In what could be the beginning of the end for a highly controversial plan to string a cable car between West Jerusalem and the Old City, the High Court of Justice on Sunday ordered the government and other involved bodies to detail the “factual basis” on which they have claimed that the project will boost tourism.
The cable car, an idea pushed by the Tourism Ministry, is due to start at the First Station Cultural Center in southern Jerusalem, pass over the historic Hinnom Valley to Mount Zion, then float along, parallel to the Old City walls, before reaching Dung Gate, the closest entrance to the Western Wall.

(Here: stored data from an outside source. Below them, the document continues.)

PR #770, opened 2025-03-10
[Instantsearch] Make basic highlight component that doesn't break when the attribute is not in the config

Jade-GG:
Adds the `ais-highlight` component to the mixin, allowing you to use it anywhere.

Also made a small component that makes sure you don't try to highlight something that's not in the `highlight_attributes` configuration. Instantsearch will, by default, just not show the value at all if it's not there.

Can be used like this:

```blade
<x-rapidez::highlight attribute="name"/>
```

If the JS variable is not named `item` you can specify it:

```blade
<x-rapidez::highlight attribute="description" item="product"/>
```

And you can add styling:

```blade
<x-rapidez::highlight attribute="name" class="text-red-500"/>
```

### DIFF
--- a/resources/css/app.css
+++ b/resources/css/app.css
@@ -29,3 +29,7 @@ input[type='number']::-webkit-inner-spin-button,
 input[type='number']::-webkit-outer-spin-button {
     @apply appearance-none m-0;
 }
+
+mark {
+    @apply bg-transparent font-bold
+}
--- a/resources/css/app.css
+++ b/resources/css/app.css
@@ -31,5 +31,5 @@ input[type='number']::-webkit-outer-spin-button {
 }
 
 mark {
-    @apply bg-transparent font-bold
+    @apply bg-transparent font-bold;
 }
--- a/resources/views/components/highlight.blade.php
+++ b/resources/views/components/highlight.blade.php
@@ -1,0 +1,12 @@
+@props(['attribute', 'item' => 'item'])
+
+@if (in_array($attribute, config('rapidez.searchkit.highlight_attributes')))
+    <ais-highlight
+        {{ $attributes }}
+        attribute="{{ $attribute }}"
+        :hit="{{ $item }}"
+        highlighted-tag-name="mark"
+    />
+@else
+    <span {{ $attributes }} v-text="{{ $item }}.{{ $attribute }}"></span>
+@endif
--- a/resources/views/components/highlight.blade.php
+++ b/resources/views/components/highlight.blade.php
@@ -1,12 +1,11 @@
-@props(['attribute', 'item' => 'item'])
+@props(['attribute', 'item' => 'item', 'highlightTag' => 'mark'])
 
 @if (in_array($attribute, config('rapidez.searchkit.highlight_attributes')))
-    <ais-highlight
-        {{ $attributes }}
-        attribute="{{ $attribute }}"
-        :hit="{{ $item }}"
-        highlighted-tag-name="mark"
-    />
+    <ais-highlight {{ $attributes->merge([
+        'v-bind:hit' => $item,
+        'attribute' => $attribute,
+        'highlighted-tag-name' => $highlightTag,
+    ]) }}/>
 @else
     <span {{ $attributes }} v-text="{{ $item }}.{{ $attribute }}"></span>
 @endif
--- a/resources/views/listing/partials/item.blade.php
+++ b/resources/views/listing/partials/item.blade.php
@@ -16,9 +16,7 @@
                 />
                 <x-rapidez::no-image v-else class="mb-3 h-48 rounded-t" />
                 <div class="px-2">
-                    <div class="text-base font-medium">
-                        <x-rapidez::highlight attribute="name"/>
-                    </div>
+                    <x-rapidez::highlight attribute="name" class="text-base font-medium"/>
                     @if (!Rapidez::config('catalog/frontend/show_swatches_in_product_list', 1))
                         <div class="flex items-center space-x-2">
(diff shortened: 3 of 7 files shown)


resources/views/components/highlight.blade.php
```diff
@@ -0,0 +1,12 @@
...
+@if (in_array($attribute, config('rapidez.searchkit.highlight_attributes')))
+    <ais-highlight
+        {{ $attributes }}
+        attribute="{{ $attribute }}"
+        :hit="{{ $item }}"
+        highlighted-tag-name="mark"
+    />
+@else
+    <span {{ $attributes }} v-text="{{ $item }}.{{ $attribute }}"></span>
+@endif
```
royduin, line 12: - Currently it's not possible to change the tag
- The `highlighted-tag-name` default is `mark`, no need to specify it
- The `attribute` is an actual attribute, maybe a bit weird to have it as prop? 
- `item` does have a default, so I would go for everything (+ `attribute` with `name`) or nothing

Maybe something like this is better:

```suggestion
@props(['item' => 'item'])

@if (in_array($attribute, config('rapidez.searchkit.highlight_attributes')))
    <ais-highlight {{ $attributes->merge([
        'attribute' => 'name',
        ':hit' => $item,
    ]) }}/>
@else
    <span {{ $attributes }} v-text="{{ $item }}.{{ $attributes->get('attribute', 'name') }}"></span>
@endif
```

resources/css/app.css
```diff
@@ -29,3 +29,7 @@ input[type='number']::-webkit-inner-spin-button,
 input[type='number']::-webkit-outer-spin-button {
     @apply appearance-none m-0;
 }
+
+mark {
+    @apply bg-transparent font-bold;
+}
```
royduin, line 35: Tailwind recommends against this, this vs having these classes within the Blade component?

resources/views/listing/partials/item.blade.php
```diff
@@ -16,7 +16,9 @@ class="mb-3 h-48 w-full rounded-t object-contain" :alt="item.name" :loading="con
                 />
                 <x-rapidez::no-image v-else class="mb-3 h-48 rounded-t" />
                 <div class="px-2">
-                    <div class="text-base font-medium">@{{ item.name }}</div>
+                    <div class="text-base font-medium">
+                        <x-rapidez::highlight attribute="name"/>
+                    </div>
```
royduin, line 21: I think we don't need the wrapper? And if we're going with the component suggestion; we don't need the atttribute as `name` is the default.

```suggestion
                    <x-rapidez::highlight class="text-base font-medium"/>
```

resources/css/app.css
Jade-GG: If we're putting it within the blade component you get `[&>mark]:bg-transparent [&>mark]:font-bold` which, at least to me, seems like a less preferable option than defining it right here 🤔

resources/views/components/highlight.blade.php
Jade-GG: What's the choice here between using `$attributes->get('attribute', 'name')` instead of just setting it as a prop?

We can do that option a bit cleaner with something like this (we can do without that bit of php at the start, but then you're using `$attributes->get('attribute', 'name')` 3 times if you want it to actually work):

```blade
@props(['item' => 'item'])

@php($attributes['attribute'] ??= 'name')
@if (in_array($attributes['attribute'], config('rapidez.searchkit.highlight_attributes')))
    <ais-highlight {{ $attributes->merge(['v-bind:hit' => $item]) }}/>
@else
    <span {{ $attributes }} v-text="{{ $item }}.{{ $attributes['attribute'] }}"></span>
@endif
```

But at that point I don't see why we shouldn't just keep it as a prop:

That project’s backers — and there are few outside of state institutions — say it will be a tourist attraction and, despite the fact that the Transportation Ministry has not been involved, will help relieve traffic gridlock caused mainly by tour buses.
The project has been approved by all the relevant institutions and the government.
Earlier this month, opponents submitted an appeal against the project to the High Court.
Sunday’s court response touches on what could turn out to be the Achilles heel of the entire initiative: the government’s decision to have the project dealt with by the National Infrastructure Committee — a fast-track body within the Finance Ministry — rather than the usual planning hierarchy, which must allow for public objections at each stage of consideration. The NIC was set up to handle major infrastructure projects such as gas and railway lines that cross local authority boundaries.
In 2016, the government amended planning and building law to add “tourist infrastructure” projects to the definition of “national infrastructure” projects that can be dealt with by the National Infrastructure Committee, and specifically named tourism transportation systems.
This paved the way for the ostensibly local initiative to be whisked off to the NIC after just one presentation before the Jerusalem planning committee.
The High Court now wants the government and all the other bodies involved in approving the project to detail the “factual basis” on which the cable car meets the wording of the planning law — whether it really will “serve as a tourist attraction,” and “make a real contribution to tourism in the area.”
If the court rejects the factual basis, which must be submitted by September 6, then the National Infrastructure Committee will have exceeded its authority to discuss the project and subsequently to recommend it to the government. The entire case for the cable car could start to unravel.
Eli Ben Ari, the lawyer representing one of four plaintiffs, environmental advocacy organization Adam Teva V’Din, told The Times of Israel: “I don’t see how they can justify this from a tourist point of view.”
The other petitioners were the World Karaite Movement and a group of residents from the Palestinian village of Silwan — the cable car is planned to pass over Silwan and a Karaite cemetery — and Emek Shaveh, which has led the campaign against the cable car. Emek Shaveh seeks to keep antiquities open to members of all communities and faiths and to stop archaeology being exploited for political ends.
The plan’s many critics say that the cable car will turn Jerusalem’s most precious historic vistas into a theme park. An analysis of traffic data, released last week, also appears to undermine the Old City congestion claim and suggests that an increase in shuttles would be a better, faster, and far cheaper way of ferrying tourists from southern Jerusalem to the Dung Gate.